Common database utilities

The swh.core.db module offers a set of common (postgresql) database handling utilities and features for other swh packages implementing a datastore, aka a service responsible for providing a data store via a common interface which can use a postgresql database as backend. Examples are swh.storage or swh.scheduler.

Most of the time, this database-based data storage facility will depend on a data schema (may be based in swh.model or not) and provide a unified interface based on an Python class to abstract access to this datastore.

Some packages may implement only a postgresql backend, some may provide more backends.

This swh.core.db only deals with the postgresql part and provides common features and tooling to manage the database lifecycle in a consistent and unified way among all the swh packages.

It comes with a few command line tools to manage the specific swh package database.

As such, most of the database management cli commands require a configuration file holding the database connection information.

For example, for the swh.storage package, one will be able to create, initialize and upgrade the postgresql database using simple commands.

To create the database and perform superuser initialization steps (see below):

$ swh db create storage --dbname=postgresql://superuser:passwd@localhost:5433/test-storage

If the database already exists but lacks superuser level initialization steps, you may use:

$ swh db init-admin storage --dbname=postgresql://superuser:passwd@localhost:5433/test-storage

Then assuming the config.yml file existence:

storage:
  cls: postgresql
      db: host=localhost, port=5433, dbname=test-storage, username=normal-user, password=pwd
      objstorage:
        cls: memory

then you can run:

$ swh db --config-file=config.yml init storage
DONE database for storage initialized (flavor default) at version 182

Note: you can define the SWH_CONFIG_FILENAME environment variable instead of using the --config-name command line option.

or check the actual data model version of this database:

$ swh db --config-file=config.yml version storage
module: storage
flavor: default
version: 182

as well as the migration history for the database:

$ swh db --config-file=config.yml version --all storage
module: storage
flavor: default
182 [2022-02-11 15:08:31.806070+01:00] Work In Progress
181 [2022-02-11 14:06:27.435010+01:00] Work In Progress

The database migration is done using the swh db upgrade command.

Implementation of a swh.core.db datastore

To use this database management tooling, in a swh package, the following conditions are expected:

  • the package should provide an sql directory in its root namespace providing initialization sql scripts.
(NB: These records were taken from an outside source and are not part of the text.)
PR #4946, opened 2026-02-16
Add workflow for Claude to react to PR comments and reviews

ondrejmirtes:
Automatically triggers Claude Code when comments or reviews are left on
PRs created by phpstan-bot, without requiring @claude mentions.

- Handles issue comments, review submissions, and inline review comments
- Filters to only phpstan-bot PRs, skips bot's own comments
- Adds 👀 reaction to acknowledge the comment
- Collects full PR comment history and inline review context for Claude
- Limits to 5 reaction commits per PR to prevent runaway loops
- Skips closed/merged PRs
- Uses concurrency groups to avoid conflicting runs

https://claude.ai/code/session_01UfUUMUBGgCttD9VMTf6FvJ

### DIFF
--- a/.github/workflows/claude-pr-reactions.yml
+++ b/.github/workflows/claude-pr-reactions.yml
@@ -21,18 +21,6 @@ concurrency:
 jobs:
   react:
     name: "React to PR feedback"
-    if: >-
-      (
-        github.event_name == 'issue_comment'
-        && github.event.issue.pull_request
-        && github.event.issue.user.login == 'phpstan-bot'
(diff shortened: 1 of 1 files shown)


staabm:
do we need to make sure the phpstan-bot (claude) can only be triggered by phpstan-src maintainers (or at least a hardcoded list of people) to prevent misuse?

ondrejmirtes:
@staabm My theory is that it only works for people with write access but you can try it maybe from your other account 😊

Scripts should be named like nn-xxx.sql and are executed in order according to the nn integer value. Scripts having -superuser- in their name will be executed by the init-admin tool and are expected to require superuser access level, whereas scripts without -superuser- in their name will be executed by the swh db init command and are expected to require write access level (with no need for superuser access level).

  • the package should provide a sql/upgrade directory with SQL migration scripts in its root namespace. Script names are expected to be of the form nnn.sql where nnn is the version to which this script does the migration from a database at version nnn - 1.

  • the initialization and migration scripts should not create nor fill the metadata related tables (dbversion and dbmodule).

  • the package should provide a get_datastore function in its root namespace returning an instance of the datastore object. Normally, this datastore object uses swh.core.db.BaseDb to interact with the actual database.

  • The datastore object should provide a current_version attribute returning the database version expected by the code.

See existing swh packages like swh.storage or swh.scheduler for usage examples.

Writing tests

The swh.core.db.pytest_plugin provides a few helper tools to write unit tests for postgresql based datastores.

By default, when using these fixtures, a posgresql server will be started (by the pytest_postgresql fixture) and a template database will be created using the postgresql_proc fixture factory provided by pytest_postgresql.

Then a dedicated fixture must be declared to use the postgresql_proc fixture generated by the fixture factory function.

This template database will then be used to create a new database for test using this dedicated fixture.

In order to help the database initialization process and make it consistent with the database initialization tools from the swh db cli, an initialize_database_for_module() function is provided to be used with the fixture factory described above.

Typically, writing tests for a swh package swh.example would look like:

from functools import partial

from pytest_postgresql import factories
from swh.core.db.pytest_plugin import postgresql_fact
from swh.core.db.pytest_plugin import initialize_database_for_module

example_postgresql_proc = factories.postgresql_proc(
  dbname="example",
  load=[partial(initialize_database_for_module,
                modname="example", version=1)]
  )

postgresql_example = postgresql_fact("example_postgresql_proc")

def test_example(postgresql_example):
    with postgresql_example.cursor() as c:
        c.execute("select version from dbversion limit 1")
        assert c.fecthone()[0] == 1

Note: most of the time, you will want to put the scaffolding part of the code above in a conftest.py file.

The load argument of the factories.postgresql_proc will be used to initialize the template database that will be used to create a new database for each test, while the load argument of the postgresql_fact fixture will be executed before each test (in the database created from the template database and dedicated to the test being executed).